Aprendí a utilizar los lapiceros hasta que, de puro mínimos, era imposible afilarlos sin que se escurrieran entre las yemas de los dedos, y más de un diminuto fragmento de goma se me deshizo contra el papel mientras intentaba borrar con él, y todo para evitar el pequeño drama que se desataba en el cuarto de estar cada vez que pedía dinero para bajar a la calle a comprarme una regla, o un cuaderno, o un bolígrafo Bic de esos corrientes, los más baratos.

—¡Hay que ver lo que gastas, hija mía! Ya podían tener un poco de consideración, las monjitas…

Mucho antes de descubrir que mi familia era partidaria de gastar dinero exclusivamente en los entierros, viví atormentada por la sospecha de que en mi educación se ahorraba tanto como en la compra.
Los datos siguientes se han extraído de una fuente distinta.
PR #871, opened 2025-11-05
Add a preseed for debian 13 trixie

daaang:
what if it just works

### DIFF
--- a/metadata.json
+++ b/metadata.json
@@ -36,7 +36,7 @@
   "operatingsystem_support": [
     {
       "operatingsystem": "Debian",
-      "operatingsystemrelease": ["11","12"]
+      "operatingsystemrelease": ["11","12","13"]
     },
     {
       "operatingsystem": "Ubuntu",
--- a/templates/virtual_machine/trixie.cfg.erb
+++ b/templates/virtual_machine/trixie.cfg.erb
@@ -1,5 +1,5 @@
-# Managed by puppet (nebula/virtual_machine/bullseye.cfg.erb)
-#### Contents of the preconfiguration file (for bullseye)
+# Managed by puppet (nebula/virtual_machine/trixie.cfg.erb)
+#### Contents of the preconfiguration file (for trixie)
 ### Localization
 # Preseeding only locale sets language, country and locale.
 d-i debian-installer/locale string en_US.UTF-8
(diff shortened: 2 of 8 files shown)


templates/virtual_machine/trixie.cfg.erb
```diff
@@ -0,0 +1,493 @@
...
+#d-i apt-setup/local0/source boolean true
+# URL to the public key of the local repository; you must provide a key or
+# apt will complain about the unauthenticated repository and so the
+# sources.list line will be left commented out.
+#d-i apt-setup/local0/key string http://local.server/key
+# If the provided key file ends in ".asc" the key file needs to be an
+# ASCII-armoured PGP key, if it ends in ".gpg" it needs to use the
+# "GPG key public keyring" format, the "keybox database" format is
+# currently not supported.
+d-i apt-setup/local0/repository string https://apt.lib.umich.edu bullseye main
```
rrotter: We have bookworm on this apt server. I'll try to add trixie today.

templates/virtual_machine/trixie.cfg.erb
```diff
@@ -0,0 +1,493 @@
...
+# This command is run just before the install finishes, but when there is
+# still a usable /target directory. You can chroot to /target and use it
+# directly, or use the apt-install and in-target commands to easily install
+# packages and run commands in the target system.
+#d-i preseed/late_command string apt-install zsh; in-target chsh -s /bin/zsh
+
+# install puppet.conf, firewall
+d-i preseed/late_command string                       \
+    in-target apt-get update -qq;                     \
+    in-target apt-get install -qq -y puppet-agent;    \
```
rrotter: Will install this: https://packages.debian.org/trixie/puppet-agent

I guess I/we/someone should partially revert #818

metadata.json
```diff
@@ -36,7 +36,7 @@
   "operatingsystem_support": [
     {
       "operatingsystem": "Debian",
-      "operatingsystemrelease": ["11","12"]
+      "operatingsystemrelease": ["11","12","13"]
```
rrotter, line 39: 😁

templates/virtual_machine/trixie.cfg.erb
rrotter: Oops, I think this in only here to install puppet. So what we actually need is to switch to the vox repo instead.

templates/virtual_machine/trixie.cfg.erb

Recuerdo la angustia, como una bomba de vacío capaz de suprimir el aire de mis pulmones, que me bloqueaba a primera hora de una mañana de lunes, siempre el mismo, durante cada uno de los años que pasé en el colegio, cuando la tutora recontaba en público el contenido de las huchas del Domund que nos habían entregado el viernes anterior para que pidiéramos un donativo en casa. Entonces, misteriosamente, la delegada anotaba en la pizarra, junto a mi número de lista, una cantidad considerable, apenas inferior a la media de la clase, y yo me callaba, pero estaba segura de que había un error, tenía que haber un error, porque la mera visión de aquel cilindro de plástico amarillo, coronado por una tapa azul con un precinto de alambre y sello de plomo, era ya capaz de precipitar todo un escándalo en la exacta frontera del umbral de mi casa.

—¡Sí, hombre! —gritaba mi abuela—. ¡Para caridades estoy yo!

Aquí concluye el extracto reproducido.